Arriving there he learned that it would be two hours before train time. He concluded to walk over to Welshtown and board the train for Grandville at that place. Fortune favored him. He chanced to meet up with a countryman jogging along in a wagon, from whom he got a lift to Welshtown. At Welshtown he succeeded in getting an account of the affair from the other side.
He went to a hotel and wrote up the matter. In his excellent report he deftly worked a description of the solitary convict. Pictured him as stating that having been unjustly imprisoned he refused to go away with the rest and thus be hunted up and down the earth, never to be free from the ghost of the convict mines. He incidentally hinted that the case ought to be looked into. Evidentially, he added, the case appeared to be one for executive clemency. He reviewed the case of Dr. Stone, spoke of him as being a victim to insatiate hate of Abe Johnsing, whose character alone ought to belie his sworn allegation.

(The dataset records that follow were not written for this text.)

PR #3015, opened 2024-03-22
XWIKI-18356: "aria-labelledby" for navigation panel entries and corresponding ids contain illegal whitespaces

Sereza7:
# Jira URL

https://jira.xwiki.org/browse/XWIKI-18356

# Changes

## Description

* Added escaping for the spaces in the IDs of the jstree nodes.
* Unescaped this when using the ID to query new nodes for the tree

## Clarifications

* With the changes in this PR, we make sure IDs from xtrees do not contain any spaces. This is a HTML standard rule that should be followed.
* We need to unescape the ID when reusing it to make a query for child elements.
* This change would break most features relying on the value of these IDs to work. AFAICS the only one is only the child query and it's fixed.
* Because this value was not conform to HTML standards (and prevented some browser features like label association to work properly...), I deem it correct to assume we wouldn't include it in our front-end API, and breaking backwards dependency on this is not a matter worth of a vote. 

# Screenshots & Video

https://github.com/xwiki/xwiki-platform/assets/28761965/5fa0a69b-f4fa-430e-8faf-0729aca9c25a

# Executed Tests

Manual tests on the Navigation panel tree (see demo video) and manual verification on a couple other document trees went well.
Successfully built `mvn clean install -f xwiki-platform-core/xwiki-platform-tree/ -Pdocker,quality,integration-tests`, however there is no tests in this module itself.
I could not find tests that would use this ID elsewhere, except in the jasmine specs for xwiki-platform-web-war. `mvn clean install -Pintegration-tests-chrome -f xwiki-platform-core/xwiki-platform-web/xwiki-platform-web-war` passes without a fail but I'm not sure this is even a relevant test for what we changed...

# Expected merging strategy

* Prefers squash: Yes 
* Backport on branches:
  * No backport. This is quite a dangerous PR because it changes an important attribute (the id) on multiple nodes on pretty much every page (most pages include at least one tree somewhere).


xwiki-platform-core/xwiki-platform-tree/xwiki-platform-tree-webjar/src/main/webjar/tree.js
```diff
@@ -71,7 +71,15 @@ define([
         urlParams[pair[0]] = pair[1];
       }
     }
-    return $.post(new URL('?', url), $.param($.extend(urlParams, data), true));
+    return $.post(new URL('?', url), $.param($.extend(urlParams, data), true))
+      .then((nodes) => {
+        nodes.forEach((object) => {
+          // Each node will be rendered as an HTML element.
+          // As such, we want to make sure we escape space characters in their ids
+          object.id = object.id.replaceAll(' ','%20');
```
michitux, line 79:
```suggestion
          object.id = object.id.replaceAll(' ', '%20');
```

Are we sure that there is no `%20` in the id attribute? If not, shouldn't we also replace `%` by `%25`? Alternatively, would it be possible to store the original id, e.g., in a data attribute and use that as the id parameter in the request?

michitux (changes requested):
The escaping doesn't seem very robust to me, see also my other comment.

xwiki-platform-core/xwiki-platform-tree/xwiki-platform-tree-webjar/src/main/webjar/tree.js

Boarding the afternoon train, he took advantage of a thirty-minute stop at the only place where his article could be put on the wires and sent the message to the evening papers at Grandville. He met six companies of militia about 40 miles from Grandville enroute to the supposed scene of the disturbance.
One every corner, as he walked toward the parsonage in Irondale, he heard the newsboys crying: "Latest news from the convict mines."